:: EXCERPTED RECORDS ::
== Segment start ==

PR #574, opened 2021-06-23
 Fixes #32861 - Prevent full-help from failure if apidoc not available

nadjaheitmann:


ofedoren (approved):
Thanks, @nadjaheitmann!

== Segment end ==

:: WORK ORDER ::
Return all the data exactly as given.

:: RESPONSE FOR THIS EXERCISE ::
PR #574, opened 2021-06-23
 Fixes #32861 - Prevent full-help from failure if apidoc not available

nadjaheitmann:


ofedoren (approved):
Thanks, @nadjaheitmann!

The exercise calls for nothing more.